Demand & Supply Forecasting Framework
for Sports Participation
Project Highlights
Scope
- Demand–supply forecasting framework for ~4M population. Demand modelling for 20 sports across demographic and geographic segments
- Forecast integration with facility supply and external data sources
Challenges Overcome
Data-driven forecasts: Decision-makers now rely on explainable, model-based projections to guide long-term sports strategy and investment planning.
Enhanced decision-making: Authorities now use demographic and regional insights to align facilities more closely with actual community needs.
Iterative validation: Stakeholders now validate assumptions at every stage, building confidence and trust in the outcomes.
Business Impact
The framework empowered sports authorities to make confident, evidence-based decisions for future investment and community engagement.
Greater Forecast Accuracy
Faster Scenario Planning
Better Facility Utilisation
Reduction in Manual Workload
The Client
A leading sports data and analytics consultancy firm supporting governments, federations, and organisations.
- Specialises in data-driven modelling, analytics, and strategic forecasting for sports participation.
- Provides insights to shape community health, engagement, and infrastructure development.

The Problem
The client needed a robust and transparent way to understand and forecast sports participation in a region.
- Lack of integrated demand insights: Existing data sources were scattered and not consolidated into a single forecasting framework.
- Limited visibility across demographics and regions: Authorities struggled to predict which sports would grow in popularity among specific age groups, genders, or geographic areas.
- No alignment between demand and supply: Without accurate demand projections, it was challenging to match existing facilities with actual community needs or justify future infrastructure investments.
The Solution
Data preparation and cleaning
Large datasets from population surveys, demographic records, and sports preference studies were consolidated, standardised, and cleaned to ensure reliability and consistency.

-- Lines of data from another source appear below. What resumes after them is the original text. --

PR #3538, opened 2026-08-21
Run tests in CI on both Windows and Linux

### LINKED ISSUE #3535: Run the tests in the CI both on Windows and on Linux
#3508 adds tests that currently only work when ran on a Windows operating system, we should test them (and future OS-dependent tests) in the CI.

(only the tests should be moved, all the formatting and compilation can stay)

yel0h:
Split the CI workflow's `zig build test` step out of the `compile` job into its own `test` job that runs on a matrix, so unit tests execute on both operating systems.

Closes #3535

### DIFF
--- a/.github/workflows/ci.yml
+++ b/.github/workflows/ci.yml
@@ -43,7 +43,7 @@ jobs:
   test:
     strategy:
       matrix:
-        os: [ubuntu-latest, windows-latest]
+        os: [ubuntu-latest, windows-latest, macos-latest]
     runs-on: ${{ matrix.os }}
     name: Unit Tests (${{ matrix.os }})
     defaults:
--- a/.github/workflows/ci.yml
+++ b/.github/workflows/ci.yml
@@ -38,5 +38,21 @@ jobs:
       - run: zig build -Dtarget=x86_64-windows-gnu
       - run: zig build -Dtarget=aarch64-linux-gnu
       - run: zig build -Dtarget=aarch64-windows-gnu
-      - run: zig build test
       - run: 'find assets/cubyz/shaders -type f ! -name "*.glsl" | xargs -L1 glslangValidator -G100 -P"#extension GL_GOOGLE_include_directive : enable" -Iassets/cubyz/shaders/include -Dgl_VertexIndex=gl_VertexID -DOPEN_GL'
+
+  test:
+    strategy:
+      matrix:
+        os: [ubuntu-latest, windows-latest]
+    runs-on: ${{ matrix.os }}
+    name: Unit Tests (${{ matrix.os }})
+    defaults:
+      run:
+        shell: bash
+    steps:
+      - uses: actions/checkout@v3
+      - run: echo "VERSION=$(cat .zigversion)" >> $GITHUB_ENV
+      - uses: mlugg/setup-zig@v2
+        with:
+          version: ${{ env.VERSION }}
+      - run: zig build test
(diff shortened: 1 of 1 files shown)


IntegratedQuantum:
Would you mind also checking if we can get it running on macos as well?

yel0h:
We sure can, however currently Mac fails to compile due to #3541

IntegratedQuantum:
Alright, then lets do it without macos first, it's good to know that it's at least possible in principle

IntegratedQuantum (changes requested):
Also, after seeing that each of them takes several minutes again (whereas in the main CI job it took only a few seconds to compile and run the tests), I think we should do the platform specific compilation in the same CI unit as the tests, to avoid duplicated dependency downloads.

The main CI unit would then only do the format checking and shader compilation

yel0h:
Done

.github/workflows/ci.yml
IntegratedQuantum, line 18: This does not need the zig setup anymore

IntegratedQuantum (changes requested):

.github/workflows/ci.yml
```diff
@@ -34,9 +34,26 @@ jobs:
...
+        with:
+          version: ${{ env.VERSION }}
       - run: zig build
-      - run: zig build -Dtarget=x86_64-windows-gnu
-      - run: zig build -Dtarget=aarch64-linux-gnu
-      - run: zig build -Dtarget=aarch64-windows-gnu
+      - if: matrix.os == 'ubuntu-latest'
+        run: zig build -Dtarget=aarch64-linux-gnu
+      - if: matrix.os == 'windows-latest'
+        run: zig build -Dtarget=aarch64-windows-gnu
```
Wunka: can you not just use:

```suggestion
        run: zig build -Dtarget=aarch64-native-gnu
```

Wunka (changes requested):

.github/workflows/ci.yml
IntegratedQuantum: If that's possible we should also change the default one to `-Dtarget=x86_64-native`

.github/workflows/ci.yml
yel0h: it still runs `zig ast-check` though

yel0h:
Ok, replaced the ifs with a native target

Wunka (approved):

.github/workflows/ci.yml
```diff
@@ -34,9 +34,23 @@ jobs:
...
+      run:
+        shell: bash
+    steps:
+      - uses: actions/checkout@v3
+      - run: echo "VERSION=$(cat .zigversion)" >> $GITHUB_ENV
+      - uses: mlugg/setup-zig@v2
+        with:
+          version: ${{ env.VERSION }}
+      - run: zig build -Dtarget=x86_64-native
+      - run: zig build -Dtarget=aarch64-native-gnu
```
IntegratedQuantum, line 55: gnu shouldn't be needed here. It also would be incorrect when we want to extend this for macos.

IntegratedQuantum (changes requested):

yel0h:
Unfortunately it seems gnu needs to say, leaving it out [tries to use the native x86_64 headers](https://github.com/PixelGuys/Cubyz/actions/runs/32664255742/job/97255095119)...

IntegratedQuantum:
Ah I see, I guess we will need to go back to ifs once we implement macos then. Either way it's probably fine for now.

Though it seems that the CI is failing now, not sure why. I also tried restarting it with the same results. Please investigate.

IntegratedQuantum (approved):
I restarted the CI, it looks like it was only a sporadic issue.

PR #3540, opened 2026-08-21
Fix file selection UI problems

### LINKED ISSUE #3489: File selection UI problems
- The button in the file picker says "Save", but the actual code for Cubyz only saves the file after an additional check.
I can't see an option to change the button text, so maybe instead we need to save it right away.
- On windows the path shown on screen contains backslashes, which are escape characters and do not show up. Once again we are discovering how poorly designed Windows is.

yel0h:
The account code is now written once a path is chosen, and the second button, now labelled "Return to login", stays disabled until the write succeeds. The label now shows a normalized copy of the path with / separators.

file_selection

Fixes #3489

### DIFF
--- a/src/gui/windows/authentication/create_account_account_code.zig
+++ b/src/gui/windows/authentication/create_account_account_code.zig
@@ -29,6 +29,7 @@ var accountCodeLabel: *Label = undefined;
 var accountCode: ?main.network.authentication.AccountCode = null;
 var fileNameEntry: *Label = undefined;
 var fileName: []const u8 = undefined;
+var fileSaved: bool = undefined;
 
 pub const StorageMethod = enum(usize) {
 	file = 0,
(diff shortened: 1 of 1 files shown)


IntegratedQuantum:
Instead of only displaying the path, please add some text in front of it, to make it clear that it was already saved there.

yel0h:
Added

image

src/gui/windows/authentication/create_account_account_code.zig
```diff
@@ -29,6 +29,7 @@ var accountCodeLabel: *Label = undefined;
 var accountCode: ?main.network.authentication.AccountCode = null;
 var fileNameEntry: *Label = undefined;
 var fileName: []const u8 = undefined;
+var fileSaved: bool = undefined;
```
IntegratedQuantum: These can be local variables.
The one case where fileSaved is used can be moved into the same function too.

IntegratedQuantum (changes requested):

yel0h:
Fixed

IntegratedQuantum (approved):

PR #3550, opened 2026-08-22
Fix player spawn sometimes chosen midair above cavern

### LINKED ISSUE #2097: It is possible for the player spawn position to be mid-air

 And it seems it will also be above a giant cavern, causing a death loop.

https://discord.com/channels/443805812390100992/1425321371348766720
https://discord.com/channels/443805812390100992/1430297314685227170

yel0h:
`isValidSpawnLocation` now also queries the `CaveMap` at the candidate column to confirm there's solid ground at the surface height and clear air above it to stand in, rejecting the candidate and letting the spiral search keep looking otherwise. Also made the 2D height calculation run when no valid location was found.

Example test seed with this bug: 9071844392573517448

Fixes #2097

### DIFF
--- a/src/server/world.zig
+++ b/src/server/world.zig
@@ -884,9 +884,9 @@ pub const ServerWorld = struct { // MARK: ServerWorld
 					}
 				}
 				std.log.err("Found no valid spawn location", .{});
+				const map = terrain.SurfaceMap.getOrGenerateFragment(self.spawn[0], self.spawn[1], 1);
+				self.spawn[2] = map.getHeight(self.spawn[0], self.spawn[1]) + 1;
 			}
-			const map = terrain.SurfaceMap.getOrGenerateFragment(self.spawn[0], self.spawn[1], 1);
-			self.spawn[2] = map.getHeight(self.spawn[0], self.spawn[1]) + 1;
 		}
 		const newBiomeCheckSum: i64 = @bitCast(terrain.biomes.getBiomeCheckSum(self.settings.seed));
 		if (newBiomeCheckSum != self.biomeChecksum) {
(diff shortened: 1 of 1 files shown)


IntegratedQuantum (changes requested):
Ideally you should check the actual chunk(s) it's in, not just the CaveMap. Otherwise there may still be problem with structure generation (e.g. you might spawn in a tree, or in a lava lake or whatever)

yel0h:
Okay, now also checks whether the actual generated blocks are safe

src/server/world.zig
```diff
@@ -1045,9 +1045,36 @@ pub const ServerWorld = struct { // MARK: ServerWorld
...
+		return ch.getBlock(relPos.x, relPos.y, relPos.z);
+	}
+
+	fn isValidSpawnLocation(self: *ServerWorld, wx: i32, wy: i32) bool {
 		const map = terrain.SurfaceMap.getOrGenerateFragment(wx, wy, 1);
-		return map.getBiome(wx, wy).isValidPlayerSpawn;
+		if (!map.getBiome(wx, wy).isValidPlayerSpawn) return false;
+		const height = map.getHeight(wx, wy);
+
+		const caveMap = terrain.CaveMap.CaveMapView.init(main.stackAllocator, .{.wx = wx, .wy = wy, .wz = height, .voxelSize = 1}, 0, 1);
```
IntegratedQuantum, line 1063: There is no need to check both the cavemap and the actual blocks.

src/server/world.zig
```diff
@@ -1045,9 +1045,36 @@ pub const ServerWorld = struct { // MARK: ServerWorld
...
+		defer caveMap.deinit(main.stackAllocator);
+		if (!caveMap.isSolid(0, 0, -1)) return false;
+		if (caveMap.isSolid(0, 0, 0) or caveMap.isSolid(0, 0, 1)) return false;
+
+		const groundBlock = getGeneratedBlock(wx, wy, height - 1);
+		if (!groundBlock.collide() or !groundBlock.onTouch().isNoop()) return false;
+		const feetBlock = getGeneratedBlock(wx, wy, height);
+		const headBlock = getGeneratedBlock(wx, wy, height + 1);
+		inline for (.{feetBlock, headBlock}) |block| {
```
IntegratedQuantum, line 1072: If we use inline for anyways, why not go one step further?
```suggestion
		inline for (.{height, height + 1}) |h| {
				const block = getGeneratedBlock(wx, wy, h);
```

src/server/world.zig
```diff
@@ -1045,9 +1045,36 @@ pub const ServerWorld = struct { // MARK: ServerWorld
 		try files.cubyzDir().write(itemsPath, itemDropData.data.items);
 	}
 
-	fn isValidSpawnLocation(_: *ServerWorld, wx: i32, wy: i32) bool {
+	fn getGeneratedBlock(wx: i32, wy: i32, wz: i32) Block {
```
IntegratedQuantum, line 1048: I think we should follow the existing getOrGenerate scheme.
```suggestion
	fn getOrGenerateBlock(wx: i32, wy: i32, wz: i32) Block {
```

IntegratedQuantum (changes requested):

yel0h:
Ok, done

IntegratedQuantum (approved):

PR #3552, opened 2026-08-22
#3228 grey out unusable items when using workbench

### LINKED ISSUE #3228: Grey out unusable items in workbench UI
### Description

Grey out items that cannot be used in crafting when using a workbench. This should help tell the player what can and cannot be used as a material.

LukePearcy:
closes #3228

### DIFF
--- a/src/gui/components/ItemSlot.zig
+++ b/src/gui/components/ItemSlot.zig
@@ -21,8 +21,12 @@ pub const sizeWithBorder = 32 + 2*border;
 const Mode = enum {
 	normal,
 	takeOnly,
-	unfocused,
 	immutable,
+};
+
+const Style = enum {
+	normal,
+	unfocused,
 };
 
 pos: Vec2f,
@@ -37,6 +41,7 @@ pressed: bool = false,
 renderFrame: bool = true,
 texture: ?Texture,
 mode: Mode,
+style: Style,
 
 var defaultTexture: Texture = undefined;
 var immutableTexture: Texture = undefined;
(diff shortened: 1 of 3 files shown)


src/gui/components/ItemSlot.zig
```diff
@@ -21,6 +21,7 @@ pub const sizeWithBorder = 32 + 2*border;
 const Mode = enum {
 	normal,
 	takeOnly,
+	unfocused,
 	immutable,
 };
```
Wunka, line 25: `normal`, `takeOnly`, and `immutable` actually represent logic behavior changes, whereas `unfocused` only affects rendering behavior. So I don't think `unfocused` fits here.

One example where this can shoot you in the foot is that the item slots in the creative window are `takeOnly`, and therefore aren't affected by your logic. Even though it would be nice if they were.

Wunka (changes requested):
Welcome to Cubyz!

if you don't know: I am am not someone who can merge your code, so you will still receive a review by quantum.

src/gui/components/ItemSlot.zig
LukePearcy: That's a good point, it now applies the logic by inventory source instead of item slot mode. Though maybe the creative inventory should have it's own inventory source type instead of using .other?

IntegratedQuantum:
This still requires more design discussions, see my comment on the issue: https://github.com/PixelGuys/Cubyz/issues/3228#issuecomment-5387799203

Predictive modelling and analysis
Using Python libraries such as pandas, NumPy, scikit-learn, seaborn, and matplotlib, BGTS developed predictive and statistical models that could estimate demand for each sport across demographic and geographic segments.
Integrated forecasting framework
Demand projections were enriched with facility supply data and contextual external inputs, enabling the creation of regional forecasts that aligned available infrastructure with community sports participation needs.
Team & Technology
Tech Stack Utilised
Programming Language
- Python
Data Processing & Modelling
- Pandas
- NumPy
- Scikit-learn
Analytics & Visualisation
- Matplotlib
- Seaborn
AI & Data Techniques
- Language models
- Statistical modelling & forecasting
Team Composition
2 data scientists
1 data engineer
1 project manager
1 domain analyst
The Outcome
The project delivered measurable value to strategic sports planning.
Faster planning cycles
Automated modelling replaced manual analysis, allowing planning teams to prepare scenarios much more quickly.
Enhanced accuracy
Forecasts became significantly more reliable, with demand projections tailored to demographics and regions.
Greater transparency
Explainable models and iterative validation built trust and confidence among stakeholders.
Improved utilisation
Facility supply was better matched to actual community demand, reducing inefficiencies.
Scalable framework
The methodology can be reused and expanded to cover additional sports or other regions.
Informed investment
Authorities gained evidence-based insights to guide facility development and funding priorities.